As usual, some end of the year reading recommendations:
- This year, I read fewer books than I had hoped. There was a fair amount on the Russian Revolution; beyond Richard Stites’ fantastic Revolutionary Dreams, I also recently picked up Yury Slezkine’s The House of Government which is so far excellent (but will take me a while to get through, at over 1000 pages), and Vasily Grossman’s Life and Fate, perhaps the most important Russian novel of WWII.
- I also visited Beijing for the first time in my life (exceedingly interesting!), which led me to pick up some books on Chinese history (many via recommendations from Razib Khan); so far, I’ve really liked Timothy Brooks’ The Troubled Empire, and I’m currently finishing Jonathan Spence’s The Search for Modern China, which I have found useful.
- Seva Gunitsky’s Aftershocks was excellent; it’s in part about how the prestige of power helps drive regime change. I hope to write more about it next year.
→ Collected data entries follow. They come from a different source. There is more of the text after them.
PR #28888, opened 2026-03-26
Fix OPTIMIZE failing with uppercase Iceberg column names

kinolaev:
## Description

IcebergMetadata.getColumnHandles() stored data column handles with original-case keys from the Iceberg schema, but ColumnMetadata lowercases all names in its constructor. When getColumnHandlesForOptimize() (introduced in 480) looked up columns by their ColumnMetadata names, the case-insensitive lookup failed for tables with uppercase column names.

The fix lowercases the key in getColumnHandles() to match the convention already enforced by MetadataManager at the engine boundary, and to match what ColumnMetadata.getName() returns.

## Release notes

```markdown
## Iceberg
* Fix failure when column name contains uppercase characters in OPTIMIZE procedure. ({issue}`28888`)
```

### DIFF
--- a/plugin/trino-iceberg/src/main/java/io/trino/plugin/iceberg/IcebergMetadata.java
+++ b/plugin/trino-iceberg/src/main/java/io/trino/plugin/iceberg/IcebergMetadata.java
@@ -2018,32 +2018,23 @@ public class IcebergMetadata
         IcebergTableExecuteHandle executeHandle = (IcebergTableExecuteHandle) tableExecuteHandle;
         IcebergTableHandle icebergTableHandle = (IcebergTableHandle) tableHandle;
         return switch (executeHandle.procedureId()) {
-            case OPTIMIZE -> getColumnHandlesForOptimize(session, icebergTableHandle, icebergTableHandle.getFormatVersion());
+            case OPTIMIZE -> getColumnHandlesForOptimize(icebergTableHandle);
             case OPTIMIZE_MANIFESTS, DROP_EXTENDED_STATS, ROLLBACK_TO_SNAPSHOT, EXPIRE_SNAPSHOTS, REMOVE_ORPHAN_FILES, ADD_FILES, ADD_FILES_FROM_TABLE ->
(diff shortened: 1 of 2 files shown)


ebyhr:
@kinolaev Thanks for detecting this bug quickly. Have you already submitted CLA?

kinolaev:
Yes, around 16:30 utc

chenjian2664:
IMO, update the `getColumnHandles` isn't ideally, it expand the scope - since analyzer and planner depends on the method, though I am not very strong about it.

Instead can we consider update `getColumnHandlesForOptimize` to get the schema directly, sth like:
```
                for (IcebergColumnHandle columnHandle : getTopLevelColumns(SchemaParser.fromJson(table.getTableSchemaJson()), typeManager)) {
                    columnHandles.add(columnHandle);
                }

                if (supportsRowLineage(((IcebergTableHandle) tableHandle).getFormatVersion())) {
                    columnHandles
                            .add(rowIdColumnHandle())
                            .add(lastUpdatedSequenceNumberColumnColumnHandle());
                }
```
cc @ebyhr @dain @findepi

ebyhr:
Perhaps, the default implementation of SPI has the same problem: 
https://github.com/trinodb/trino/blob/0899de1426ffba2cef9e24daff18e303dc94783d/core/trino-spi/src/main/java/io/trino/spi/connector/ConnectorMetadata.java#L150-L164


```sql
# spark
CREATE TABLE test (X int) USING delta LOCATION 's3://test-bucket/test';
INSERT INTO test VALUES 1;
INSERT INTO test VALUES 2;

# trino
ALTER TABLE test EXECUTE optimize;
No handle found for column 'x' in table execute
```

findepi:
> Perhaps, the default implementation of SPI has the same problem

@ebyhr can you please file an issue?
if this is a recent regression, this might need to be a release blocker 🤔

ebyhr:
@findepi Sure, filed #28970 with a release blocker label.

ebyhr:
Let me continue the work at #28972 because it requires more work. I added @kinolaev as the co-author.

- I also read a lot of sci-fi (I have no taste in literary fiction – for that, look at David Auerbach’s amazing list), but the only things that really stood out were Cixin Liu’s The Three-Body Problem trilogy and Charles Stross’ novels; the Laundry files novels strike me as great “novels of bureaucracy,” in particular. But everybody knows about those, right?
- Scott Alexander’s reviews of Eichmann in Jerusalem, Surfing Uncertainty, and Seeing Like a State are well worth reading.
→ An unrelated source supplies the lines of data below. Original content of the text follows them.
PR #28898, opened 2026-03-27
Recognize non-fallible division and modulo operator

losipiuk:
Current logic for division and modulo on integer types assumed it can always fail, which prohibited pushdown of filter expressions which involved those operators.
With new logic we relax the logic so if we see that divisor is constant and non-zero we asume that operator will never fail and pushdown is possible.

## Release notes

### DIFF
--- a/core/trino-main/src/main/java/io/trino/sql/ir/IrExpressions.java
+++ b/core/trino-main/src/main/java/io/trino/sql/ir/IrExpressions.java
@@ -16,13 +16,27 @@ package io.trino.sql.ir;
 import com.google.common.collect.ImmutableList;
 import io.trino.metadata.Metadata;
 import io.trino.metadata.ResolvedFunction;
+import io.trino.spi.type.BigintType;
+import io.trino.spi.type.DecimalType;
+import io.trino.spi.type.DoubleType;
+import io.trino.spi.type.Int128;
+import io.trino.spi.type.IntegerType;
+import io.trino.spi.type.NumberType;
+import io.trino.spi.type.RealType;
 import io.trino.spi.type.RowType;
+import io.trino.spi.type.SmallintType;
+import io.trino.spi.type.TinyintType;
+import io.trino.spi.type.TrinoNumber;
 import io.trino.sql.PlannerContext;
 import io.trino.type.TypeCoercion;
 
+import java.math.BigDecimal;
 import java.util.List;
 
+import static io.trino.metadata.GlobalFunctionCatalog.builtinFunctionName;
 import static io.trino.spi.block.RowValueBuilder.buildRowValue;
+import static io.trino.spi.function.OperatorType.DIVIDE;
+import static io.trino.spi.function.OperatorType.MODULUS;
 import static io.trino.spi.type.BooleanType.BOOLEAN;
 import static io.trino.spi.type.TypeUtils.writeNativeValue;
 import static io.trino.spi.type.VarcharType.VARCHAR;
@@ -72,7 +86,7 @@ public final class IrExpressions
             // These expressions need to verify their operands
             case Array e -> e.elements().stream().anyMatch(element -> mayFail(plannerContext, element));
             case Between e -> mayFail(plannerContext, e.value()) || mayFail(plannerContext, e.min()) || mayFail(plannerContext, e.max());
-            case Call e -> mayFail(e.function()) || e.arguments().stream().anyMatch(argument -> mayFail(plannerContext, argument));
+            case Call e -> mayFail(e) || e.arguments().stream().anyMatch(argument -> mayFail(plannerContext, argument));
             case Case e -> e.whenClauses().stream().anyMatch(clause -> mayFail(plannerContext, clause.getOperand()) || mayFail(plannerContext, clause.getResult())) ||
                     mayFail(plannerContext, e.defaultValue());
             case Cast e -> mayFail(plannerContext, e);
@@ -103,9 +117,45 @@ public final class IrExpressions
         return !cast.type().equals(VARCHAR);
     }
 
-    private static boolean mayFail(ResolvedFunction function)
+    private static boolean mayFail(Call call)
     {
-        return !function.neverFails() && !isDynamicFilterFunction(function.name());
+        ResolvedFunction function = call.function();
+        if (function.neverFails() || isDynamicFilterFunction(function.name())) {
+            return false;
+        }
+        List<Expression> arguments = call.arguments();
+        if (isModulsOrDivide(function) && arguments.get(1) instanceof Constant divisor && !canCauseDivisionByZeroError(divisor)) {
+            return false;
+        }
+        return true;
+    }
+
+    private static boolean isModulsOrDivide(ResolvedFunction function)
+    {
+        return (function.name().equals(builtinFunctionName(MODULUS)) || function.name().equals(builtinFunctionName(DIVIDE))) && function.signature().getArity() == 2;
+    }
+
+    private static boolean canCauseDivisionByZeroError(Constant divisor)
+    {
+        Object value = divisor.value();
+        if (value == null) {
+            return false; // dividing by null is null
+        }
+        return switch (divisor.type()) {
+            case TinyintType _, SmallintType _, IntegerType _, BigintType _ -> (long) value == 0;
+            case DecimalType decimalType -> {
+                if (decimalType.isShort()) {
+                    yield (long) value == 0;
+                }
+                yield ((Int128) value).isZero();
+            }
+            case NumberType _ -> switch (((TrinoNumber) value).toBigDecimal()) {
+                case TrinoNumber.BigDecimalValue(BigDecimal bigdecimal) -> bigdecimal.signum() == 0;
+                case TrinoNumber.Infinity _, TrinoNumber.NotANumber _ -> false;
+            };
+            case RealType _, DoubleType _ -> false; // will return NaN or ±Inf on division by 0
+            default -> true;
+        };
     }
 
     public static Expression not(Metadata metadata, Expression expression)
--- a/plugin/trino-hive/src/test/java/io/trino/plugin/hive/optimizer/TestHivePlans.java
+++ b/plugin/trino-hive/src/test/java/io/trino/plugin/hive/optimizer/TestHivePlans.java
@@ -60,7 +60,6 @@ import static io.trino.sql.ir.Booleans.TRUE;
 import static io.trino.sql.ir.Comparison.Operator.EQUAL;
 import static io.trino.sql.ir.Comparison.Operator.NOT_EQUAL;
 import static io.trino.sql.ir.Logical.Operator.AND;
-import static io.trino.sql.planner.assertions.PlanMatchPattern.any;
 import static io.trino.sql.planner.assertions.PlanMatchPattern.exchange;
 import static io.trino.sql.planner.assertions.PlanMatchPattern.filter;
 import static io.trino.sql.planner.assertions.PlanMatchPattern.join;
@@ -277,16 +276,16 @@ public class TestHivePlans
                 output(
                         join(INNER, builder -> builder
                                 .equiCriteria("L_INT_PART", "R_INT_COL")
-                                .filter(new Comparison(EQUAL, new Call(MODULUS_INTEGER, ImmutableList.of(new Reference(INTEGER, "R_INT_COL"), new Constant(INTEGER, 2L))), new Constant(INTEGER, 0L)))
                                 .left(
                                         exchange(REMOTE, REPARTITION,
-                                                any(
+                                                filter(
+                                                        new Comparison(EQUAL, new Call(MODULUS_INTEGER, ImmutableList.of(new Reference(INTEGER, "L_INT_PART"), new Constant(INTEGER, 2L))), new Constant(INTEGER, 0L)),
                                                         tableScan("table_int_partitioned", Map.of("L_INT_PART", "int_part", "L_STR_COL", "str_col")))))
                                 .right(
                                         exchange(LOCAL,
                                                 exchange(REMOTE, REPARTITION,
                                                         filter(
-                                                                new Between(new Reference(INTEGER, "R_INT_COL"), new Constant(INTEGER, 2L), new Constant(INTEGER, 4L)),
+                                                                new Logical(AND, ImmutableList.of(new In(new Reference(INTEGER, "R_INT_COL"), ImmutableList.of(new Constant(INTEGER, 2L), new Constant(INTEGER, 4L))), new Comparison(EQUAL, new Call(MODULUS_INTEGER, ImmutableList.of(new Reference(INTEGER, "R_INT_COL"), new Constant(INTEGER, 2L))), new Constant(INTEGER, 0L)))),
                                                                 tableScan("table_unpartitioned", Map.of("R_STR_COL", "str_col", "R_INT_COL", "int_col")))))))));
     }
 


core/trino-main/src/main/java/io/trino/sql/ir/IrExpressions.java
```diff
@@ -103,9 +112,32 @@ private static boolean mayFail(PlannerContext plannerContext, Cast cast)
...
+        return function.name().equals(builtinFunctionName(MODULUS)) || function.name().equals(builtinFunctionName(DIVIDE));
+    }
+
+    private static boolean canCauseDivisionByZero(Constant divisor)
+    {
+        Object value = divisor.value();
+        return switch (divisor.type()) {
+            case TinyintType _, SmallintType _, IntegerType _, BigintType _ -> Long.valueOf(0L).equals(value);
+            case DecimalType _ -> value instanceof Long l ? l == 0L : Int128.ZERO.equals(value);
+            default -> false;
```
pettyjamesm: Defaulting to `false` seems like the wrong thing to do when we're uncertain of the value type.

core/trino-main/src/main/java/io/trino/sql/ir/IrExpressions.java
```diff
@@ -103,9 +112,32 @@ private static boolean mayFail(PlannerContext plannerContext, Cast cast)
...
+    private static boolean isModulsOrDivide(ResolvedFunction function)
+    {
+        return function.name().equals(builtinFunctionName(MODULUS)) || function.name().equals(builtinFunctionName(DIVIDE));
+    }
+
+    private static boolean canCauseDivisionByZero(Constant divisor)
+    {
+        Object value = divisor.value();
+        return switch (divisor.type()) {
+            case TinyintType _, SmallintType _, IntegerType _, BigintType _ -> Long.valueOf(0L).equals(value);
```
pettyjamesm: Relying on `Long#equals(Object)` to detect a zero value seems riskier because a zero-value of anything other than `Long` will return `false`. You might try something like this instead: `((Number) value).longValue() == 0`

core/trino-main/src/main/java/io/trino/sql/ir/IrExpressions.java
```diff
@@ -103,9 +112,32 @@ private static boolean mayFail(PlannerContext plannerContext, Cast cast)
...
+            case DecimalType _ -> value instanceof Long l ? l == 0L : Int128.ZERO.equals(value);
```
pettyjamesm: Same thing here about assuming `value` is an instance of `Int128` and quietly doing the (potentially unsafe) thing if it's not.

core/trino-main/src/main/java/io/trino/sql/ir/IrExpressions.java
findepi: Never use the `Number` interface. It backfires. It's on my personal denylist, even before LinkedList.

`Long.equals` works because all these types have long stack representation.
To avoid masking bugs, you can write this as `0 == (long) value`. (if you know value is not null)

core/trino-main/src/main/java/io/trino/sql/ir/IrExpressions.java
```diff
@@ -103,9 +112,32 @@ private static boolean mayFail(PlannerContext plannerContext, Cast cast)
...
 
-    private static boolean mayFail(ResolvedFunction function)
+    private static boolean mayFail(Call call)
     {
-        return !function.neverFails() && !isDynamicFilterFunction(function.name());
+        ResolvedFunction function = call.function();
+        List<Expression> arguments = call.arguments();
+        if (isModulsOrDivide(function) && arguments.get(1) instanceof Constant divisor && !canCauseDivisionByZero(divisor)) {
+            return false;
+        }
```
findepi, line 125: Put this after `if (function.neverFails() || isDynamicFilterFunction(function.name())) {`

I wish we could ask the function "can you fail for these arguments?"...

core/trino-main/src/main/java/io/trino/sql/ir/IrExpressions.java
```diff
@@ -103,9 +112,32 @@ private static boolean mayFail(PlannerContext plannerContext, Cast cast)
...
+        if (function.neverFails() || isDynamicFilterFunction(function.name())) {
+            return false;
+        }
+        return true;
+    }
+
+    private static boolean isModulsOrDivide(ResolvedFunction function)
+    {
+        return function.name().equals(builtinFunctionName(MODULUS)) || function.name().equals(builtinFunctionName(DIVIDE));
```
findepi: `&& arguments.len == 2`

core/trino-main/src/main/java/io/trino/sql/ir/IrExpressions.java
findepi: nit:

```
case DecimalType decimalType when decimalType.isShort() -> 0 == (long) value;
            case DecimalType _ -> ((Int128) value).isZero();
```

core/trino-main/src/main/java/io/trino/sql/ir/IrExpressions.java
findepi: Add real, double, number.
then we have all numeric types covered.

(agree with James, that `default → true` is safe.)

findepi:
I changed PR title to what I suggest commit title could be.

core/trino-main/src/main/java/io/trino/sql/ir/IrExpressions.java
losipiuk: I made it safer

core/trino-main/src/main/java/io/trino/sql/ir/IrExpressions.java
losipiuk: Yeah - good catch

core/trino-main/src/main/java/io/trino/sql/ir/IrExpressions.java
losipiuk: Yeah - that would be nicer - but I did not want to build whole generic mechanics for this case. 
I am pretty sure @wendigo will generalize :P

core/trino-main/src/main/java/io/trino/sql/ir/IrExpressions.java
losipiuk: I did `&& function.signature().getArity() == 2`

core/trino-main/src/main/java/io/trino/sql/ir/IrExpressions.java
findepi: > I wish we could ask the function "can you fail for these arguments?"...

sorry, that was not a request to change anything within this PR.




> Put this after `if (function.neverFails() || isDynamicFilterFunction(function.name())) {`

this was more important.

core/trino-main/src/main/java/io/trino/sql/ir/IrExpressions.java
findepi: or `case DecimalType decimalType → decimalType.isshort() ? ..................... : ..............`

core/trino-main/src/main/java/io/trino/sql/ir/IrExpressions.java
```diff
@@ -103,9 +115,48 @@ private static boolean mayFail(PlannerContext plannerContext, Cast cast)
         return !cast.type().equals(VARCHAR);
     }
 
-    private static boolean mayFail(ResolvedFunction function)
+    private static boolean mayFail(Call call)
     {
-        return !function.neverFails() && !isDynamicFilterFunction(function.name());
+        ResolvedFunction function = call.function();
+        List<Expression> arguments = call.arguments();
+        if (isModulsOrDivide(function) && arguments.get(1) instanceof Constant divisor && !canCauseDivisionByZeroError(divisor)) {
```
pettyjamesm: I think @findepi wanted this to come after the `if (function.neverFails() || isDynamicFilterFunction(function.name()))` check below

core/trino-main/src/main/java/io/trino/sql/ir/IrExpressions.java
```diff
@@ -103,9 +115,48 @@ private static boolean mayFail(PlannerContext plannerContext, Cast cast)
...
+        return (function.name().equals(builtinFunctionName(MODULUS)) || function.name().equals(builtinFunctionName(DIVIDE))) && function.signature().getArity() == 2;
+    }
+
+    private static boolean canCauseDivisionByZeroError(Constant divisor)
+    {
+        Object value = divisor.value();
+        return switch (divisor.type()) {
+            case TinyintType _, SmallintType _, IntegerType _, BigintType _ -> {
+                if (value == null) {
+                    yield false; // dividing by null is fine
```
findepi: Move this before `switch`. It's by necessity same for everyone.

core/trino-main/src/main/java/io/trino/sql/ir/IrExpressions.java
```diff
@@ -103,9 +115,48 @@ private static boolean mayFail(PlannerContext plannerContext, Cast cast)
...
+                }
+                if (decimalType.isShort()) {
+                    yield (long) value == 0L;
+                }
+                else {
+                    yield ((Int128) value).isZero();
+                }
+            }
+            case RealType _, DoubleType _, NumberType _ -> false; // will return NaN on division by 0
```
findepi: / number 0 throws

core/trino-main/src/main/java/io/trino/sql/ir/IrExpressions.java
```diff
@@ -103,9 +115,48 @@ private static boolean mayFail(PlannerContext plannerContext, Cast cast)
...
+                yield (long) value == 0L;
+            }
+            case DecimalType decimalType -> {
+                if (value == null) {
+                    yield false; // dividing by null is fine
+                }
+                if (decimalType.isShort()) {
+                    yield (long) value == 0L;
+                }
+                else {
```
findepi: nit: redundant else

findepi:
(we discovered the old truth: small PRs yield higher comment density 😉  )

core/trino-main/src/main/java/io/trino/sql/ir/IrExpressions.java
pettyjamesm: Seems like that might be more brittle. Could there be some other type that supports "division or modulus" that would have different `NULL` semantics? (i.e.: the `default` branch)

losipiuk:
> (we discovered the old truth: small PRs yield higher comment density 😉 )

No - this is more about shitty coders.

core/trino-main/src/main/java/io/trino/sql/ir/IrExpressions.java
losipiuk: Would be unexpected. Generally args for arithmetic operators are not nullable (so we get null as result if we get null as any arg)

core/trino-main/src/main/java/io/trino/sql/ir/IrExpressions.java
losipiuk: Oops.

losipiuk:
Hopefully good now

core/trino-main/src/main/java/io/trino/sql/ir/IrExpressions.java
```diff
@@ -103,9 +117,45 @@ private static boolean mayFail(PlannerContext plannerContext, Cast cast)
...
+    private static boolean isModulsOrDivide(ResolvedFunction function)
+    {
+        return (function.name().equals(builtinFunctionName(MODULUS)) || function.name().equals(builtinFunctionName(DIVIDE))) && function.signature().getArity() == 2;
+    }
+
+    private static boolean canCauseDivisionByZeroError(Constant divisor)
+    {
+        Object value = divisor.value();
+        if (value == null) {
+            return false; // dividing by null is fine
```
findepi:
```suggestion
            return false; // dividing by null is null
```

core/trino-main/src/main/java/io/trino/sql/ir/IrExpressions.java
```diff
@@ -103,9 +117,45 @@ private static boolean mayFail(PlannerContext plannerContext, Cast cast)
...
+        return switch (divisor.type()) {
+            case TinyintType _, SmallintType _, IntegerType _, BigintType _ -> (long) value == 0L;
+            case DecimalType decimalType -> {
+                if (decimalType.isShort()) {
+                    yield (long) value == 0L;
+                }
+                yield ((Int128) value).isZero();
+            }
+            case NumberType _ -> switch (((TrinoNumber) value).toBigDecimal()) {
+                case TrinoNumber.BigDecimalValue bigDecimalValue -> bigDecimalValue.value().compareTo(BigDecimal.ZERO) == 0;
```
findepi:
```suggestion
                case TrinoNumber.BigDecimalValue(BigDecimal bigDecimal) -> bigDecimal.compareTo(BigDecimal.ZERO) == 0;
```

core/trino-main/src/main/java/io/trino/sql/ir/IrExpressions.java
```diff
@@ -103,9 +117,45 @@ private static boolean mayFail(PlannerContext plannerContext, Cast cast)
...
+                if (decimalType.isShort()) {
+                    yield (long) value == 0;
+                }
+                yield ((Int128) value).isZero();
+            }
+            case NumberType _ -> switch (((TrinoNumber) value).toBigDecimal()) {
+                case TrinoNumber.BigDecimalValue(BigDecimal bigdecimal) -> bigdecimal.compareTo(BigDecimal.ZERO) == 0;
+                case TrinoNumber.Infinity _, TrinoNumber.NotANumber _ -> false;
+            };
+            case RealType _, DoubleType _ -> false; // will return NaN on division by 0
```
martint: Small issue, but the comment is not accurate. Only 0/0 will return NaN

losipiuk: True :) Updated

core/trino-main/src/main/java/io/trino/sql/ir/IrExpressions.java
```diff
@@ -103,9 +117,45 @@ private static boolean mayFail(PlannerContext plannerContext, Cast cast)
...
+        return switch (divisor.type()) {
+            case TinyintType _, SmallintType _, IntegerType _, BigintType _ -> (long) value == 0;
+            case DecimalType decimalType -> {
+                if (decimalType.isShort()) {
+                    yield (long) value == 0;
+                }
+                yield ((Int128) value).isZero();
+            }
+            case NumberType _ -> switch (((TrinoNumber) value).toBigDecimal()) {
+                case TrinoNumber.BigDecimalValue(BigDecimal bigdecimal) -> bigdecimal.compareTo(BigDecimal.ZERO) == 0;
```
martint: BigDecimal.signum() == 0 is a better way to tell if the number is zero.

findepi: But it is also less direct.
Given than compareTo short-circuits using signum, it feels more right to stick to compareTo.

findepi:
CI
- https://github.com/trinodb/trino/issues/28904

core/trino-main/src/main/java/io/trino/sql/ir/IrExpressions.java
```diff
@@ -103,9 +117,45 @@ private static boolean mayFail(PlannerContext plannerContext, Cast cast)
...
+                if (decimalType.isShort()) {
+                    yield (long) value == 0;
+                }
+                yield ((Int128) value).isZero();
+            }
+            case NumberType _ -> switch (((TrinoNumber) value).toBigDecimal()) {
+                case TrinoNumber.BigDecimalValue(BigDecimal bigdecimal) -> bigdecimal.signum() == 0;
+                case TrinoNumber.Infinity _, TrinoNumber.NotANumber _ -> false;
+            };
+            case RealType _, DoubleType _ -> false; // will return NaN or +-Inf on division by 0
```
findepi: "+-Inf" does not look pretty. either use `±` or omit `+-` 

```suggestion
            case RealType _, DoubleType _ -> false; // will return NaN or ±Inf on division by 0
```

core/trino-main/src/main/java/io/trino/sql/ir/IrExpressions.java
findepi: i think the idea here is that we understand what function is in the plan, and therefore can reason about its execution properties such as "may this call fail?" or "will this be null"

@pettyjamesm are you concerned that someone adds`/` operator on some other type that returns non-null (or fails) on null input (perhaps abusing `/` to implement path-like concatenation of varchars)
this is not impossible indeed.
to guard against that, we would need to change the `canCauseDivisionByZeroError(Constant)` function to exist with "can fail" on any urecognized type (and change the name). 
also, we would need to verify in `isModulsOrDivide` that operand types are the same (otherwise i could add `/` with heterogenous types and "fool" the rule)...

however, i would say it's an overkill. in thousand other places we don't do such rigorous checks so doing them here would not feel really right to me.

pettyjamesm: Yeah, probably overkill- just pointing it out since we were here.

findepi: yeah, keen eye!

- Lots of Ribbonfarm, including Chris Reid’s Games, Videogames, and the Dionysian Society; Sarah Perry’s Idiots Scaring themselves in the Dark and Feeling the Future; and especially Venkatesh Rao’s How to Make History (which is a really interesting use of Hannah Arendt to think about Silicon Valley).
- Joseph Heath on Iain M. Banks’ “Culture” novels - an excellent exploration of what a purely “memetic culture” would entail.
- Mike Travers on eclipses and rituals.
- Other web pieces worth mentioning (at least, things that stuck in my mind or found interesting): Christian Thorne’s Fulfilling the Fascist Lie (on Adorno’s Authoritarian Personality); Randall Collins’ Faces Around a Dictator; The Sacred Monarchies that survive into the postmodern age; The Conservation of Coercion.